Last, the BOI calls out the potential penalties for violation of the requirement to file a material change, citing to Virginia Code Section 38.2-218. That Section provides for a US$5,000 penalty per knowing or willful violation, a US$1,000 penalty for violation without knowledge or intent (aggregate of US$10,000), and provision for restitution if/as applicable.[3]

[1] Virginia Code Section 38.2-5800 defines MCHIP as shown below:

"Managed care health insurance plan" or "MCHIP" means an arrangement for the delivery of health care in which a health carrier undertakes to provide, arrange for, pay for, or reimburse any of the costs of health care services for a covered person on a prepaid or insured basis which (i) contains one or more incentive arrangements, including any credentialing requirements intended to influence the cost or level of health care services between the health carrier and one or more providers with respect to the delivery of health care services and (ii) requires or creates benefit payment differential incentives for covered persons to use providers that are directly or indirectly managed, owned, under contract with or employed by the health carrier. Any health maintenance organization as defined in § 38.2-4300 or health carrier that offers preferred provider contracts or policies as defined in § 38.2-3407 or preferred provider subscription contracts as defined in § 38.2-4209 shall be deemed to be offering one or more MCHIPs. For the purposes of this definition, the prohibition of balance billing by a provider shall not be deemed a benefit payment differential incentive for covered persons to use providers who are directly or indirectly managed, owned, under contract with or employed by the health carrier. A single managed care health insurance plan may encompass multiple products and multiple types of benefit payment differentials; however, a single managed care health insurance plan shall encompass only one provider network or set of provider networks.

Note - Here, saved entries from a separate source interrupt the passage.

PR #613, opened 2019-07-31
[OP-61] Improve qtt installation.

peendebak:
* update installation and test instructions
* remove unnecessary extra modules

@mjwoudstra @CumulonimbusCalvus

### DIFF
--- a/setup.py
+++ b/setup.py
@@ -70,7 +70,7 @@ setup(name='qtt',
           'numpy>=1.15', 'scikit-image', 'IPython>=0.1', 'qcodes>=0.4', 'Polygon3',
           'scipy', 'pyqtgraph', 'qupulse'
       ],
-      tests_require=['unittest'],
+      tests_require=['pytest'],
       extras_require=extras_require,
       zip_safe=False,
       )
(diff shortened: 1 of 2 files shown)


setup.py
```diff
@@ -70,10 +66,11 @@ def get_version(verbose=1, filename='src/qtt/version.py'):
       package_dir={'': 'src'},
       packages=find_packages(where='./src'),
       install_requires=[
-          'matplotlib', 'pandas', 'attrs', 'dulwich', 'qtpy', 'nose', 'hickle', 'pyzmqrpc',
+          'matplotlib>=3.0', 'pandas', 'attrs', 'dulwich', 'qtpy', 'nose', 'hickle', 'pyzmqrpc',
           'numpy>=1.15', 'scikit-image', 'IPython>=0.1', 'qcodes>=0.4', 'Polygon3',
           'scipy', 'pyqtgraph', 'qupulse'
       ],
+      tests_require=['unittest'],
```
CumulonimbusCalvus:
```suggestion
      tests_require=['pytest'],
```

The module unittest comes with python preinstalled, pytest on the other hand not.

mjwoudstra:
pyqtgraph needs PyQt5 and the installation with `pip install -e .`  fails if PyQt5 is not installed. This can be solved by adding pyqt5 to the list of `install_requires`

Issue #610, opened 2019-07-31
unittests fail with ModuleNotFoundError: No module named 'mock'


mjwoudstra:
NB: if you have the external module 'mock' installed, you will probably not see this error.

Running pytest on the dev branch in a fresh environment gives the following import errors:
`___________________________________________________________ ERROR collecting src/tests/unittests/measurements/acquisition/test_uhfli_stimulus.py ____________________________________________________________
ImportError while importing test module '<workdir>\qtt\src\tests\unittests\measurements\acquisition\test_uhfli_stimulus.py'.
Traceback:
src\tests\unittests\measurements\acquisition\test_uhfli_stimulus.py:3: in <module>
    from mock import patch, MagicMock, call
E   ModuleNotFoundError: No module named 'mock'
_______________________________________________________ ERROR collecting src/tests/unittests/measurements/processing/test_signal_processor_runner.py ________________________________________________________
ImportError while importing test module '<workdir>\qtt\src\tests\unittests\measurements\processing\test_signal_processor_runner.py'.
Traceback:
src\tests\unittests\measurements\processing\test_signal_processor_runner.py:3: in <module>
    from mock import patch
E   ModuleNotFoundError: No module named 'mock'`

The solution is described here:
https://stackoverflow.com/questions/11501520/importerror-no-module-named-mock
It seems that mock is now part of unittest, so:
`from unittest.mock import bla`
should work out-of-the-box and should not require the external module mock (I have not tried that though).

CumulonimbusCalvus:
This issue has not been resolved by #613. Will create a new PR which removes all the `from mock ...` imports.

CumulonimbusCalvus:
@mjwoudstra 

I removed all the `from mock import ...` in PR #620. Does this solve your issue?

PR #620, opened 2019-08-02
[OP-64] Move mock imports to unittest.mock.

CumulonimbusCalvus:
Currently there are unittests which import mocks like `from mock import ...`. The mocking framework is also available directly via `unittest.mock`.

Changed all mock import to use the `unittest.mock`.
Should solve issue #610.


mjwoudstra:
There seems to be a typo:  unitest (one t) instead of unittest (2 t's). See Travis build log.

PR #624, opened 2019-08-08
[DEM-1045] Fix qilib for readthedocs build

oschusler:


requirements.txt
```diff
@@ -16,5 +16,4 @@ sympy
 scikit-image
 scipy>=0.18
 tables
-git+https://github.com/QuTech-Delft/qilib.git#egg=qilib
-qcodes
\ No newline at end of file
+qcodes
```
peendebak:
```suggestion
qcodes
qilib
```
We need the packages in both `setup.py` and the `requirements.txt`

oschusler: fixed

PR #627, opened 2019-08-15
[OP-66] autodetect notebooks

QFer:
* Travis test shell script to find the notebooks to run
* Excludes directory measurements and unfinished


.travis.yml
```diff
@@ -49,7 +49,9 @@ script:
     - mypy src --ignore-missing-imports
     - if [[ "$FULL_INSTALL" == "1" ]]; then
         jupyter --version;
-        source docs/notebooks/run_notebooks.sh;
+        chmod +x docs/notebooks/run_notebooks.sh;
```
peendebak: Rename `run_notebooks.sh` do something more descriptive. (e.g. `select_notebooks_to_execute`)

docs/notebooks/run_notebooks.sh
```diff
@@ -1,20 +1,19 @@
...
+#!/bin/bash
+#Collect all notebooks (except the ones in the measurements and unfinished folder) to be executed
+#One or more notebooks from the measurements folder or others can be added manually by copying, uncommenting
+#and adjusting the filename of the following line and appending it to the bottom of this script.
+#echo "jupyter nbconvert --to notebook --execute docs/notebooks/measurements/some_notebook_to_add.ipynb" >>$OUTFILE
 
+echo "Collecting notebooks to run"
+OUTFILE="docs/notebooks/run_selected_notebooks.sh"
+/bin/cat <<EOM >$OUTFILE
+# Generated file, do not edit it or put it in github
```
peendebak: Maybe add the generated file to `.gitignore`

.travis.yml
```diff
@@ -49,7 +49,9 @@ script:
...
+        bash docs/notebooks/run_notebooks.sh;
```
peendebak: Is there a reason for generating the `run_selected_notebooks.sh` instead of executing the commands directly?

.travis.yml
QFer: I will refactor the filename.

docs/notebooks/run_notebooks.sh
QFer: I will

.travis.yml
QFer: No reason anymore with the current approach. I will change it so we don't need a temporary file. It didn't work with an earlier version.

docs/notebooks/run_notebooks.sh
QFer: because we don't use a generated file anymore, .gitignore need not be adjusted anymore.

peendebak:
@QFer Thanks!

PR #631, opened 2019-08-19
[OP-72] Add method to restrict boundaries on VirtualDAC

peendebak:
* Add restrict method
* Change `__repr__` for `VirtualDAC`


src/qtt/instrument_drivers/gates.py
```diff
@@ -246,9 +246,22 @@ def get_boundaries(self):
             boundaries[gate] = param.vals.valid_values
         return boundaries
 
+    def restrict_boundaries(self, gate_boundaries):
+        """ Restrict boundaries values that can be set on the gates.
+
+        Args:
+            gate_boundaries (dict): a range of allowed values per parameter.
+        """
+        new_boundaries = self.get_boundaries()
```
QFer: new_boundaries should be renamed to current_boundaries
to get rid of the usage before assignment in the last line of this method you should check first if number of gate_boundaries > 0, then the new_boundaries in the for-loop is assigned to for sure. Plus you don't reassign when there are no gate_boundaries given.

src/qtt/instrument_drivers/gates.py
```diff
@@ -246,9 +246,22 @@ def get_boundaries(self):
...
+
+        for g, bnds in gate_boundaries.items():
```
QFer: g should be renamed to gate, bnds to boundary. It's all in the name, keep it as clear as possible.

src/qtt/instrument_drivers/gates.py
```diff
@@ -246,9 +246,22 @@ def get_boundaries(self):
             boundaries[gate] = param.vals.valid_values
         return boundaries
 
+    def restrict_boundaries(self, gate_boundaries):
+        """ Restrict boundaries values that can be set on the gates.
+
+        Args:
+            gate_boundaries (dict): a range of allowed values per parameter.
```
QFer: gate_boundaries is not the range that will be allowed. It must fit within the current boundary of that gate. This docstring fits the method set_boundaries, not restrict_boundaries

src/tests/unittests/instrument_drivers/test_gates.py
```diff
@@ -66,6 +66,15 @@ def test_get_boundaries(self):
 
         virtual_dac.close()
 
+    def test_restrict_boundaries(self):
+        gate_map = {'P1': (0, 1), 'P2': (0, 2), 'P3': (0, 3)}
+        virtual_dac = VirtualDAC(instrumentName('test'), instruments=[self.ivvi], gate_map=gate_map)
+        gate_boundaries = {'P1': (0, 100), 'P2': (0, 100)}
+        virtual_dac.set_boundaries(gate_boundaries)
+        virtual_dac.restrict_boundaries({'P1': (-50, 50), 'P3': (0, 1)})
```
QFer: I tried virtual_dac.restrict_boundaries(({'P1': (150, -150)}) here. Do you know what happens then? Is this as expected? In real OO boundary would be a class instead of a dictionary. Within this class relations between the values can be checked on the fly when being set in the constructor for example.

QFer: Also tried virtual_dac.restrict_boundaries({}) here. There happens more than I expected.

peendebak: I added a check to make sure a boundary (a,b) satisfies a<b.

PR #632, opened 2019-08-20
fixing a bug in the function setSingleStep by adding a try statement

NicoHendrickx:
The for-loop cycles through all objects in the parameter viewer dict. The first one of each instrument is the QTreeWidget, where it expects a dict. Adding the try-except solves the issue.

@peendebak


peendebak:
@NicoHendrickx Closing this. I created #633 which has a similar solution but with unit tests.

PR #633, opened 2019-08-20
fix single step method of parameterviewer

peendebak:
@NicoHendrickx


NicoHendrickx:
Why do you specifically check for a _treewidgetitem to continue? Isn't the inverse (checking if it's a valid type, instead of checking for 1 invalid one) better, or keeping the try/except as I suggested? In case later different type items get added to the viewer.

peendebak:
> Why do you specifically check for a _treewidgetitem to continue? Isn't the inverse (checking if it's a valid type, instead of checking for 1 invalid one) better, or keeping the try/except as I suggested? In case later different type items get added to the viewer.
The `try-except` from the other PR silences all errors, which we do not want. I agree that the specific check on `_treewidgetitem` is not really nice.

PR #640, opened 2019-08-27
[OP-79] Add automatic low-pass filter to Coulomb peak analysis

peendebak:
* add low-pass filtering code
* add automatic filtering to Coulomb peak analysis
* Add example notebook for low-pass filtering


peendebak:
Replaced by #641

PR #655, opened 2019-09-17
add option to set dataset record labels through scanjob

peendebak:


src/qtt/measurements/scans.py
```diff
@@ -349,6 +349,10 @@ def _initialize_live_plotting(alldata, plotparam, liveplotwindow=None, subplots=
         pyqtgraph.mkQApp().processEvents()  # needed for the parameterviewer
     return liveplotwindow
 
+def _dataset_record_label(scanjob):
+    """ Return label to be used in dataset record """
```
CumulonimbusCalvus: The argument `scanjob` en return value are not documented yet.

src/qtt/structures.py
```diff
@@ -467,7 +467,7 @@ def fastTune(self, Naverage=90, sweeprange=79, period=.5e-3, location=None,
             scanjob['minstrument'] = channel
             scanjob['minstrumenthandle'] = instrument
             scanjob['wait_time_startscan'] = sleeptime
-
+            scanjob['dataset_label'] = 'sensingdot_fastune'
```
CumulonimbusCalvus:
```suggestion
            scanjob['dataset_label'] = 'sensingdot_fast_tune'
```

Is this a typo?

src/tests/unittests/measurements/test_scans.py
```diff
@@ -74,6 +74,26 @@ def test_scan1D(self, verbose=0):
         self.assertTrue('hi' in data.metadata)
         gates.close()
 
+    @staticmethod
+    def test_scan1D_no_gates():
+        p = Parameter('p', set_cmd=None)
+        r = VoltageDivider(p, 4)
+        scanjob = scanjob_t({'sweepdata': {'param': p, 'start': 0, 'end': 10, 'step': 2}, 'minstrument': [r]})
+        station=qcodes.Station()
+        _ = scan1D(station, scanjob, liveplotwindow=False, verbose=0)
```
CumulonimbusCalvus: This test does not check anything. It would be nice to test whether the 'label' value is indeed what you expect for the default case, such that the added function `_dataset_record_label` works fully as expected.

src/qtt/measurements/scans.py
peendebak: > Some minor changes requested. In the future it would be nice to change the `scanjob` into a class. Then the `dataset_record_label`, etc. can become a property of `scanjob`.

Yes i agree. The reason it is not yet a a class is that serialization is an issue then.

peendebak: Method was private. I will add docs anyway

[2] The Letter is available at https://pxl-sccvirginiagov.terminalfour.net/prod01/channel_3/media/sccvirginiagov-home/regulated-industries/insurance/insurance-companies/administration-of-insurance-regulation-in-virginia/administrative-letters/AL-2025-02.pdf

[3] Virginia Code Section 38.2-218 provides as shown below in its entirety:

A. Any person who knowingly or willfully violates any provision of this title or any regulation issued pursuant to this title shall be punished for each violation by a penalty of not more than $5,000.

B. Any person who violates without knowledge or intent any provision of this title or any rule, regulation, or order issued pursuant to this title may be punished for each violation by a penalty of not more than $1,000. For the purpose of this subsection, a series of similar violations resulting from the same act shall be limited to a penalty in the aggregate of not more than $10,000.

C. Any violation resulting solely from a malfunction of mechanical or electronic equipment shall not be subject to a penalty.

D.

1. The Commission may require a person to make restitution in the amount of the direct actual financial loss:

a. For charging a rate in excess of that provided by statute or by the rates filed with the Commission by the insurer;

b. For charging a premium that is determined by the Commission to be unfairly discriminatory, such restitution being limited to a period of one year from the date of determination;

c. For failing to pay amounts explicitly required by the terms of the insurance contract where no aspect of the claim is disputed by the insurer; and

d. For improperly withholding, misappropriating, or converting any money or property received in the course of doing business.

2. The Commission shall have no jurisdiction to adjudicate controversies growing out of this subsection regarding restitution among insurers, insureds, agents, claimants and beneficiaries.

E. The provisions provided under this section may be imposed in addition to or without imposing any other penalties or actions provided by law.

The content of this article is intended to provide a general guide to the subject matter. Specialist advice should be sought about your specific circumstances.